-- INPUT RECORDS follows --

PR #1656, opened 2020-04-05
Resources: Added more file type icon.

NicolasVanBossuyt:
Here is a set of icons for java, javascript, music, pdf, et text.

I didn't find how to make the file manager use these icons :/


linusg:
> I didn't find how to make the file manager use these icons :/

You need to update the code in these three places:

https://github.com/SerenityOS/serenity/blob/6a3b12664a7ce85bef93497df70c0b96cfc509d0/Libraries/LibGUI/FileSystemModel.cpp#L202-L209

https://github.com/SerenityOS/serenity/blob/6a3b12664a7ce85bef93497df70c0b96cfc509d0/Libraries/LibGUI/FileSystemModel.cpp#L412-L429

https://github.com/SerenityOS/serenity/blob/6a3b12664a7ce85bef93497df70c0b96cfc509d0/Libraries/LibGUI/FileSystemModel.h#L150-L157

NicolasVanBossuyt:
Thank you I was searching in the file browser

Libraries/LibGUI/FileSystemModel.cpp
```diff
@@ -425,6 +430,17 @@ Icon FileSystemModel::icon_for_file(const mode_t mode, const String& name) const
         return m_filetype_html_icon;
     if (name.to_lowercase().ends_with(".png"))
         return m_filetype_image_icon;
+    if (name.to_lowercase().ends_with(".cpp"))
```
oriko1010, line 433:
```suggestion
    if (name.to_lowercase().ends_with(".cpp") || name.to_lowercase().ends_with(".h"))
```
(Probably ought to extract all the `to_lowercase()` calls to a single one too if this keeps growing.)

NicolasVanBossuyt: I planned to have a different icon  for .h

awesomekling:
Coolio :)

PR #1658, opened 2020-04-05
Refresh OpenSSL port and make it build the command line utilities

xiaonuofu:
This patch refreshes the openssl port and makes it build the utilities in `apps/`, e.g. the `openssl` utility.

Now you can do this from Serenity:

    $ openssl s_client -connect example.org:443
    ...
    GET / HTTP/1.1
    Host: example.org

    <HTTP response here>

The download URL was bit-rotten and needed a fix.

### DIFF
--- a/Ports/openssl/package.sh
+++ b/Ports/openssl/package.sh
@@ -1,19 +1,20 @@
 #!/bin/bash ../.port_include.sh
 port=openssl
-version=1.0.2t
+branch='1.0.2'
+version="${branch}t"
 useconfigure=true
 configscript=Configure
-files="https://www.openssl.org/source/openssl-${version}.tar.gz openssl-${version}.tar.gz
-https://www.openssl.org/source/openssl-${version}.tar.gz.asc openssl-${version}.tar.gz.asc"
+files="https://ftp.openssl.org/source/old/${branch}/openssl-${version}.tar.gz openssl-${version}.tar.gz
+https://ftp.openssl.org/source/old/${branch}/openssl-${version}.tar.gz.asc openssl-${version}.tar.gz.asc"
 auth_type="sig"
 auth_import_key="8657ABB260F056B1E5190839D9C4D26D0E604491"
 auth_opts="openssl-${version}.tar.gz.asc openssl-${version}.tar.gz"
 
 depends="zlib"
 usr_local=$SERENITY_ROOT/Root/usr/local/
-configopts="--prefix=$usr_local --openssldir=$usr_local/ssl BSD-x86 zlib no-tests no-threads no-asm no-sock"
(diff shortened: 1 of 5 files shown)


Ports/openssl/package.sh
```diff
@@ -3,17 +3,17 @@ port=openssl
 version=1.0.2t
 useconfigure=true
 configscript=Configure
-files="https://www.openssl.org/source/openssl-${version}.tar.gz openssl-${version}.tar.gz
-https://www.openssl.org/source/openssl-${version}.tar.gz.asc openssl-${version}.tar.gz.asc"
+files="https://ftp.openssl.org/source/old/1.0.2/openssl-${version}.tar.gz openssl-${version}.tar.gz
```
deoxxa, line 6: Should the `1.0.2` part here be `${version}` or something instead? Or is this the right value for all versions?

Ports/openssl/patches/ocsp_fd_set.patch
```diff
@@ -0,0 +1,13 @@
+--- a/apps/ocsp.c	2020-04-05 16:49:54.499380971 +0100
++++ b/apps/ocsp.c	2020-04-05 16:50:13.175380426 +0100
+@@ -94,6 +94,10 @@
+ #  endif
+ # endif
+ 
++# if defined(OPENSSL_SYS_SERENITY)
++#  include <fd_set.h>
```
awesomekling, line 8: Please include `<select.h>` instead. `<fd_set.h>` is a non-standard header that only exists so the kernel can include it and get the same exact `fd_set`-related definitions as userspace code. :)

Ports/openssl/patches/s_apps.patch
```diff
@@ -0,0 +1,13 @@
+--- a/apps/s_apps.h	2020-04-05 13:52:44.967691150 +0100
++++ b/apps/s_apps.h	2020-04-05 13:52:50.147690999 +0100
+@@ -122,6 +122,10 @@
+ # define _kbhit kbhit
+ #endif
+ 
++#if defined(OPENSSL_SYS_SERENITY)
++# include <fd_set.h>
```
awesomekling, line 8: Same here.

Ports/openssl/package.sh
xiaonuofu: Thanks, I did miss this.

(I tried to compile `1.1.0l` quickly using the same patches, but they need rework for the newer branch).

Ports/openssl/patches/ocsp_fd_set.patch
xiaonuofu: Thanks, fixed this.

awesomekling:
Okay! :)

-- INPUT RECORDS concluded --

WORK INSTRUCTION:
Search the preceding listing for the word "branch" and pull out every line that holds it.

FINISHED EXERCISE:
+branch='1.0.2'
+version="${branch}t"
+files="https://ftp.openssl.org/source/old/${branch}/openssl-${version}.tar.gz openssl-${version}.tar.gz
+https://ftp.openssl.org/source/old/${branch}/openssl-${version}.tar.gz.asc openssl-${version}.tar.gz.asc"
(I tried to compile `1.1.0l` quickly using the same patches, but they need rework for the newer branch).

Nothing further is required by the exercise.